Философия и психология фантастики (Фрумкин) - страница 178
Грубость и жестокость орков служат в книге Толкиена как бы доказательством того, что они злодеи. Позиция более чем удобная для колонизаторов: дикари виновны в своей дикости, колониальные войны оказываются, таким образом, чуть ли не актом возмездия. Как верно отмечали Хоркхаймер и Адорно, "первобытные формы поведения, на которые наложила табу цивилизация, будучи трансформированными в деструктивные под стигмой зверства, продолжали вести подспудное существование" 225), и поэтому не делающий никаких скидок на отсталость морализм не различает дикарей заморских стран от простонародья собственной страны; и те и другие нарушители табу, нарушение табу роднит их с метафизическим злом.
Особенно вопиющим доказательством злодейства темных сил является то обстоятельство, что орки грешат людоедством, и у Толкиена это выглядит как некий нравственный порок, хотя, по большому счету, если подойти к этому факту буквально-этнографически, то получается, что Средиземье просто заселено некими примитивными, отсталыми племенами. Любой беспристрастный взгляд увидит в орках первобытных дикарей либо низы классового общества, но латентный морализм Толкиена заставляет читателя видеть их именно "под стигмой зверства".
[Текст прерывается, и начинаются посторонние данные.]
PR #532, opened 2021-11-15
patch: Install git in the worker for npm dependencies

klutchell:


jakogut (approved):
Thanks!

vipulgupta2048:
@klutchell @jakogut  Just to confirm, y'all installed git to get the multicast-DNS package working right? Because I was having the issue as well and I thought it was an isolated incident since no one else is having this problem.

vipulgupta2048:
Yeah weird that we were getting this all of a sudden, maybe we should have updated the dependency as well. Get rid of the resin in there.

PR #533, opened 2021-11-15
worker: qemu: fix unresolved promise in setupBridge()

jakogut:
Fix returning a promise from setupBridge() that never resolves.

Change-type: patch


klutchell (approved):
I tested this locally earlier, works for me!

klutchell:
@balena-ci rebase

PR #535, opened 2021-11-16
minor: Replace resin-lint with @balena/lint

vipulgupta2048:
What the PR does:
1. Remove git hooks (for now - will be added later)
2. ~~Lint TS using balena-lint and linting JS with eslint~~ Converted all to balena-lint 
3. Remove prettier as a dependency. 
4. Format all code with balena-lint 
5. I removed linting for suites because they will have their own thing from #491 

What the PR doesn't do:
1. AFAIK no actual changes were made to the code. Let me know if something happened. Except I made some changes in client to get past some linting errors, Check client/index.js for those changes that might have broken something.

Future:
1. I will be working on https://github.com/balena-io-modules/node-balena-lint/issues/78 next, as we change tools internally inside balena-lint. We might be able to shed eslint as a dependency as well. 
2. This PR will be an easier stepping stone to be using balena-lint. At that point, I might feel more confident at adding back Husky to run our git hooks. 

I would love folks to test this PR so that we don't get any breaking changes due to linting. Suggestions appreciated. 


jakogut (dismissed):
Looks good to me

package.json
```diff
@@ -9,36 +9,14 @@
...
-    "eslint-plugin-jsdoc": "^20.0.5",
-    "eslint-plugin-lodash": "^6.0.0",
-    "eslint-plugin-node": "^11.0.0",
-    "eslint-plugin-prettier": "^3.1.2",
-    "eslint-plugin-promise": "^4.2.1",
-    "eslint-plugin-standard": "^4.0.1",
-    "husky": "^1.3.1",
-    "lint-staged": "^8.2.1",
-    "prettier": "^1.16.4",
-    "resin-lint": "^3.1.1"
```
klutchell, line 35: Can we keep a version of balena-lint in the dev dependencies for running on-demand?

vipulgupta2048: What do you mean? @klutchell The reason I removed it from the root is I don't understand why these dependencies are even there. I am pretty sure they are not being used and they are lining or prettifying anything in the root file.

klutchell: Maybe I am just asking the wrong question, but I like to be able to run `npm run balena-lint` in my project to clean it.
https://github.com/balena-io/balena-ci/blob/master/package.json#L33

vipulgupta2048: Right, you aren't asking the wrong question. In order to clean, prettify, or lint Leviathan. You can use the following commands 

`npm run prettify`
`npm run lint`

These will recursively run their respective commands in client, core, and worker. Do check them out and let me know if they are what you expect. With these you won't need global dependencies.

Also, if you ever need to run balena-lint anywhere even if it is installed or not installed you can use: `npx balena-lint --help`

klutchell: > npx balena-lint --help

TIL!

client/lib/index.js
```diff
@@ -352,29 +356,29 @@ module.exports = class Client extends PassThrough {
...
 					capturedError = e;
-					ws.close();
+					wsConnection.close();
 				}
 			};
 
 			const createWs = () =>
 				new Promise((resolve, reject) => {
-					const ws = new WebSocket(`ws://${this.uri.host}/start`);
+					const wsConnection = new WebSocket(`ws://${this.uri.host}/start`);
```
vipulgupta2048, line 365: This file has the most significant changes

vipulgupta2048:
@balena-ci I self-certify!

В нашумевшей экранизации романов Толкиена данная особенность противостояния "темных" и "светлых" подчеркнута еще больше. В фильме "Властелин колец: Две крепости" злобных орков прямо называют дикарями. Еще более красноречивы созданные фильмом визуальные образы, которые, кажется, специально развивают заложенную Толкиеном аристократическую тенденцию. Орки изображены звероподобными - не только в моральном, но и в биологическом смысле слова, они рычат и скалят клыки, т. е. ведут себя как хищные млекопитающие - существа опасные, но, с моральной точки зрения невинные! Зато эльфы печатают шаг в стройных колоннах, наподобие гвардейцев прусского короля. Что можно сказать о мышлении, которое зло представляет в образах дикой природы и примитивных народов, а добро - в образах европейского милитаризма, от викингов и рыцарства до Фридриха Великого? Конечно, это христианское мышление - ведь это христианство демонизировало природных козлоногих божеств язычества. Но, кроме того, это колониальное мышление.
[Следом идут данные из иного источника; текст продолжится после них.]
PR #537, opened 2021-11-16
Make fixes to client to improve usage with qemu worker

rcooke-warwick:
This PR fixes 2 problems:

- when using the qemu worker, erroneous `Test suite has exited with: FAIL` messages were coming up while "flashing"
- When the `workspace/config.js` file had multiple suites targetting the same worker url, both suites would try to run at the same time on the same worker

### DIFF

"Неоколониальный" характер эпопеи о кольцах был замечен в российской прессе после выхода третьей серии кинопостановки. Возмущение рецензентов спровоцировали, прежде всего, несколько деталей: король Арагорн перед боем называет своих витязей "воинами Запада", а на стороне зла выступают некие южане-азиаты на чудовищных слонах. В итоге толкиеновская битва добра и зла предстает в глазах российских авторов как метафора геополитического противостояния США и "террористических" режимов Юга и Востока. "Надо признать, - пишет в "Известиях" Ольга Гаврилова, - что классические довольно зловещие - признаки противостояния Добра, олицетворяемого Северо-Западом, и Зла, олицетворяемого Юго-Востоком, в романе/фильме "Властелин колец" с каждым годом становятся все более актуальными. Еще недавно западно-восточная подоплека "Властелина" казалась подспудной, второплановой и почти полностью растворялась в нагромождении сюжетных линий, людей, коней, хоббитов, гномов и эльфов. И вдруг проступила настолько недвусмысленно, насколько это вообще возможно в полудетской (пусть и суперкрупнобюджетной) сказке-фэнтези. Причем, если в первых двух частях картины перемещения героев по горам и долам Средиземья в направлении страны зла Мордор являлись чисто географическими и не имели отчетливого идейно-политического смысла, то в третьей части он проступил с такой определенностью, что киноакадемики, выдвинувшие фильм на 11 "Оскаров", просто не могли этого не заметить" 226). По мнению Федора Бармина, выступающих на стороне Зла фантастических орков "давно трактовали как "нецивилизованную нелюдь" из стран третьего мира"227). Псевдопрусскую маршировку эльфов в фильме Бармин считает пародией на "Триумф воли" Лени Рифеншталь. Однако, даже принимая эту геополитическую интерпретацию "Властелина колец", следует отметить, что современное противостояние западной демократии и, допустим, диктатуры Саддама Хусейна является лишь очередным, - но не единственным и не первым противостоянием между "джентльменами" и "примитивными дикарями". Это противостояние может возникать и как гражданская война аристократии с крестьянством, и как строительство колониальных империй в XIX веке, и как современные попытки насаждать демократию в Ираке или Афганистане. Эпопея Толкиена, являясь произведением скорее символическим, чем аллегорическим, и не будучи привязанным к конкретным историческим событиям, может служить выражением для всех вариантов агрессивного западного снобизма подобного рода.